What people need is not exercise programs but physical activity that is part of their daily lives and has purpose, Morgan said. ''If you want to buy an exercise machine, go to the local dog pound and adopt a dog,'' he said. ''That's one of the best exercise machines you can find. They have to go on their daily walk.''

Similarly, people who walk so they can go to work will get their healthful activity even though they may not think of it as exercise, Morgan said.

Some people can stick with conventional exercise programs, but they have managed to make the workouts an important part of their personal identity, Morgan said. ''A daily jog might become ritualized to where it has deep meaning for you as an individual -- but most people quit long before that,'' he said.

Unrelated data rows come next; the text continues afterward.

PR #7510, opened 2017-01-05
API is no longer unstable (I think). Storage one is

ericvaandering:


ericvaandering:
@ticoann please merge if you think this is OK. Considering that API is run in its own slice now, I imagine it will remain stable.

PR #7511, opened 2017-01-05
Remove old SiteDB emulator

ericvaandering:
No longer actually called. May turn up some places where it thinks it is.


ericvaandering:
Needs some work

ericvaandering:
@ticoann please merge when Jenkins comes back OK. (These are just squashed of the last run)

PR #7514, opened 2017-01-05
Move last use of old-style PhEDEx emulator to mock-based emulator

ericvaandering:


ericvaandering:
Please review. In all honesty, this unit test fails again and was failing before. But nothing else fails and it lets us completely remove the old PhEDEx emulator. Probably some actual work should go into a new emulator.

ticoann:
Eric, mock PhEDEx api still uses the fake data, right? (dataset name, site from DataBlockGenerator)

ericvaandering:
Somewhat, yes. Another thing I want to do is get rid of some of that. Will probably involve making a more robust PhEDEx emulator. Currently parts of the mock PhEDEx use the mock DBS to get correct names.

Eric

ticoann (approved):

ericvaandering:
@amaltaro can you review this please?

src/python/WMQuality/Emulators/PhEDExClient/MockPhEDExApi.py
```diff
@@ -17,16 +21,22 @@
...
 
 class MockPhEDExApi(object):
     """
     Version of Services/PhEDEx intended to be used with mock or unittest.mock
     """
 
-    def __init__(self, responseType="json"):
-        pass
+    def __init__(self, dict=None, responseType="json", secure=True):
+        dict = dict or {}
```
amaltaro: This `dict` arg is not really needed, is it?

amaltaro (approved):
Besides one minor comment in the code, changes look good.

I have a couple of questions comments though:
a) the old emulator - to be removed - is https://github.com/dmwm/WMCore/blob/master/src/python/WMQuality/Emulators/PhEDExClient/PhEDEx.py, right? How about we delete it in the same PR just to make sure it's not used anymore?
b) out of the scope of this PR, but I noticed we have DataBlockGenerator.py and DataBlockGenerator3.py. Is one meant to be used for DBS2 and the other DBS3? Maybe someone :-) would like to merge them together

src/python/WMQuality/Emulators/PhEDExClient/MockPhEDExApi.py
ericvaandering: Unfortunately, yes. This function has to have the same signature as the real PhEDEx service and since that one is sometimes called with named arguments, it even needs to be called dict. Not happy about that, but I don't really want to change the PhEDEx interface at this time.

PR #7492, opened 2016-12-22
add couch view to check wqe summary

ticoann:
tested the view but need to add unittest

PR #7516, opened 2017-01-06
fix rewrite rule

ticoann:
fixes WQ display of elements view


ticoann:
@amaltaro, Alan, my WQ new view patch broke the WQ page. Please review. #7492

amaltaro (approved):
You're my hero! That was it, I applied this patch to my VM and it works fine now. Thanks!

Conventional exercise also can be purposeful, said researcher Rod K. Dishman of the University of Georgia. Exercising to lose weight, avoid weakening of the bones or add a bit to a person's lifespan can impart lots of personal meaning, he said.

The problem is to overcome the initial tedium and discomfort, to get to the point where the benefits kick in, and a good way to do this is to minimize discomfort and accentuate enjoyment of the activity, Dishman said. He advises people to find an activity they like, do it with a person they like, and keep doing it regularly until it becomes a habit.

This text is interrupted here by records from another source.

PR #7237, opened 2016-09-29
Fetch data only for a specific request in WorkQueue summary util

amaltaro:
I noticed it was not fetching information for the request name provided in the command line.
@ticoann please review, I ran a few tests and it looks Ok

PR #7519, opened 2017-01-07
WorkQueue view to get elements stats by Status

amaltaro:
Added one more couch view to get a summary based on the elements status.

A query like https://alan-cloud1.cern.ch/couchdb/workqueue/_design/WorkQueue/_view/jobsByStatus?reduce=true&group=true should return a nice summary as
```
{"rows":[
{"key":"Available","value":{"sum":102,"count":2,"min":33,"max":69,"sumsqr":5850}},
{"key":"Done","value":{"sum":466,"count":6,"min":2,"max":350,"sumsqr":127778}},
{"key":"Running","value":{"sum":871,"count":10,"min":0,"max":329,"sumsqr":197293}}
]}
```


ticoann:
Alan, are you getting the stats from LQ? GQ? or both? Don't you needs stats by request?

amaltaro:
It will be used to get stats from both queues. This is supposed to be a very high level summary.

Then later we'll need to have a distribution of jobs per site, as written in the wiki (section 2 and 4):
https://github.com/dmwm/WMCore/wiki/WMAgent-monitoring

where we could either use `getElementsStatusAndJobsByWorkflow` with reduce=false, or use this method:
https://github.com/dmwm/WMCore/pull/7237/files#diff-3cf0385be35cd9b5a8689054609f9d20R104

though it may be too heavy.

BTW, I fixed a problem in `getElementsStatusAndJobsByWorkflow` with the options and it seems it breaks all the workqueue unit tests now. Why would it break if we pass `update_after`?
PS.: please don't reply today :), we can discuss it on Monday.

amaltaro:
test this please

ticoann:
test this please

amaltaro:
And the next result should be cleaner...

amaltaro:
Ahaa! Apparently these workqueue tests are inserting a document into the database (queueWork) and then it starts processing them (processInbound), however in between there is a conflicts fix function (where it fails because it doesn't retrieve anything from couch).

@ticoann  so my theory is that the function `_stats` is not really happy about these elements with Jobs=None. Though I cannot see how one view could affect other views accesses... :(

amaltaro:
test this please

amaltaro:
test this please

amaltaro:
test this please

amaltaro:
@ticoann I had a look at most of the views and it seems changing the Jobs default value from None to 0 doesn't cause any problems (confirmed by the unit tests as well). Would you have any concerns with this change?

ticoann:
Alan, I don't think that will be the problem but let me check

amaltaro:
Seangchan, do you want me to take advantage that I'm working with these views and also update your latest one to `_stats`
https://github.com/dmwm/WMCore/blob/master/src/couchapps/WorkQueue/views/elementsDetailByWorkflowAndStatus/reduce.js
?

ticoann:
Alan, Actually I will change https://github.com/dmwm/WMCore/blob/master/src/couchapps/WorkQueue/views/jobStatusByRequest/reduce.js

to _stats and remove what I added
https://github.com/dmwm/WMCore/blob/master/src/couchapps/WorkQueue/views/elementsDetailByWorkflowAndStatus/reduce.js

ticoann:
Alan I was looking at the code where Jobs == None is treated differently than other case. i.e. GQ work queue_inbox doesn't have Jobs so it will be None. But I don't find anything that would affect the statistics.

I don't think following codes are harmful but  if the default value is 0  Jobs != None is not necessary.

https://github.com/dmwm/WMCore/blob/master/src/python/WMCore/WorkQueue/DataStructs/WorkQueueElementResult.py#L27

https://github.com/dmwm/WMCore/blob/master/src/python/WMCore/WorkQueue/DataStructs/WorkQueueElementResult.py#L143

https://github.com/dmwm/WMCore/blob/master/src/python/WMCore/WorkQueue/DataStructs/WorkQueueElementResult.py#L150

ticoann:
Alan, I created the #7524 to use the _stats for completion checking view.  (This patch need to be merged first for unittest to pass for #7524)

amaltaro:
Thanks, Seangchan. I'm updating WorkQueueElementResult then.

amaltaro:
For some reason one WorkQueue unittest was failing to see the up-to-date docs after a updateElements. I had to load the view once again before getting completedWork.

@ticoann can you please review again
I suggest we cut a new tag after merging this one and #7524

ticoann (approved):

Getting support from the community can provide the personal meaning that translates to motivation, said Dr. Jon L. Schriner, who is trying to build such support in Flint, Mich.

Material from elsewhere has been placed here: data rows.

PR #7524, opened 2017-01-12
use jobStatusByRequest view for complete status

ticoann:
Alan, please review. #7519 has to be merged first for unit test to be succeeded


src/couchapps/WorkQueue/views/elementsDetailByWorkflowAndStatus/reduce.js
```diff
@@ -1,17 +0,0 @@
-function (key, values, rereduce) {
```
amaltaro: Since you deleted this reduce function, shouldn't you also rollback the rewrite arg:
https://github.com/dmwm/WMCore/blob/master/src/couchapps/WorkQueue/rewrites.json#L7
?

src/python/WMCore/Services/WorkQueue/WorkQueue.py
```diff
@@ -61,7 +61,7 @@ def getJobStatusByRequest(self):
         data = self.db.loadView('WorkQueue', 'jobStatusByRequest',
                                 self.defaultOptions)
         return [{'request_name' : x['key'][0], 'status': x['key'][1],
-                 'jobs' : x['value']} for x in data.get('rows', [])]
+                 'jobs' : x['value']['sum']} for x in data.get('rows', [])]
```
amaltaro: Since we have all the stats, I would make a keyword arg for this method (e.g. fullStats=False) such that one could either retrieve number of jobs per request+status OR stats per request+status. e.g.:
`[{'request_name' : x['key'][0], 'status': x['key'][1], 'jobs' : x['value']['sum']}]`
or
`{'request_name' : x['key'][0], 'status': x['key'][1], 'stats' : x['value']}`

src/python/WMCore/Services/WorkQueue/WorkQueue.py
```diff
@@ -191,12 +191,12 @@ def getElementsStatusAndJobsByWorkflow(self, inboxFlag=False, stale=True):
         options = {'reduce' : True, 'group_level': 2}
         if stale:
             options['stale'] = 'update_after'
-        data = db.loadView('WorkQueue', 'elementsDetailByWorkflowAndStatus',
+        data = db.loadView('WorkQueue', 'jobStatusByRequest',
                                 {'reduce' : True, 'group_level': 2})
```
amaltaro: I have this line fixed in my PR 7519, it should be `options` instead of this dict of options.

src/python/WMCore/Services/WorkQueue/WorkQueue.py
```diff
@@ -191,12 +191,12 @@ def getElementsStatusAndJobsByWorkflow(self, inboxFlag=False, stale=True):
         options = {'reduce' : True, 'group_level': 2}
```
amaltaro: option name is `group` either true or false (though I think group_level would work here...)

amaltaro: And you may want to rename this method as well :)

amaltaro (changes requested):
After these comments, I actually think it would be better to merge those two methods (getJobStatusByRequest and getElementsStatusAndJobsByWorkflow) together. They have the basically the same functionality with different options :-)

src/couchapps/WorkQueue/views/elementsDetailByWorkflowAndStatus/reduce.js
ticoann: when reduce function doesn't exist, default is reduce=false. But I think it is better to have explicit since if we later add reduce function we don't have to change this again.

src/python/WMCore/Services/WorkQueue/WorkQueue.py
ticoann: I was suspecting this function is used somewhere outside WMCore. I couldn't find any usage outside unittest. 
So I didn't want to change the return type. But I couldn't find any usage from WmAgentScript. So I guess we can updated that.

src/python/WMCore/Services/WorkQueue/WorkQueue.py
ticoann: If group_level is set group is always true.   I will change the function name. :-)

src/python/WMCore/Services/WorkQueue/WorkQueue.py
ticoann: Thanks I will update that.

ticoann:
> After these comments, I actually think it would be better to merge those two methods (getJobStatusByRequest and getElementsStatusAndJobsByWorkflow) together. They have the basically the same functionality with different options :-)

The problem is we can't use _stats we have to use create reduce since the value is more than Jobs.

amaltaro:
I meant, merge those 2 methods that are loading the same view `jobStatusByRequest`, they are:
 def getElementsCountAndJobsByWorkflow(self, inboxFlag=False, stale=True):
 def getJobStatusByRequest(self):

ticoann:
Ah, I see. I will update that.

Schriner is medical director of the Crim Festival of Races, a series of events that range from a one-mile fun walk to an internationally competitive 10-mile race.

The Crim tries to make even beginners see themselves as members of a group that runs, Schriner said.

''Training for the Crim goes on all year long,'' he said. ''We have classes. We bring in a sports psychologist. We talk to them about buying shoes, equipment, how they should be running. And we socialize.''

Beginning exercisers will be less likely to drop out if they think they will lose standing in their group, Schriner said. ''The group method has worked for us much more strongly than the individual method,'' he said.

''If you take an individual, and he is going to motivate himself, he has to have a lot of goals -- and most of the time, they are pie-in-the-sky ideas,'' Schriner said.

Personal trainers make their livings from those individuals, so they look for ways to keep beginners motivated. Fitness consultant Daniel Ball wrote about it in the November-December issue of IDEA Personal trainer, a publication of IDEA Health and Fitness Association, a fitness professionals group.

Trainers must help exercisers keep their goals positive and in line with reality, Ball advised. Instead of ''I'm never going to lose weight,'' the exerciser should be encouraged to think, ''I will eventually lose weight, it just may take more time and work,'' he said.

Trainers also must help exercisers to build confidence, by targeting small but achievable increases and discouraging lofty goals that will be tough to achieve, Ball wrote. Exercisers also can talk themselves into success if they are guided away from focusing on their failures, the article said.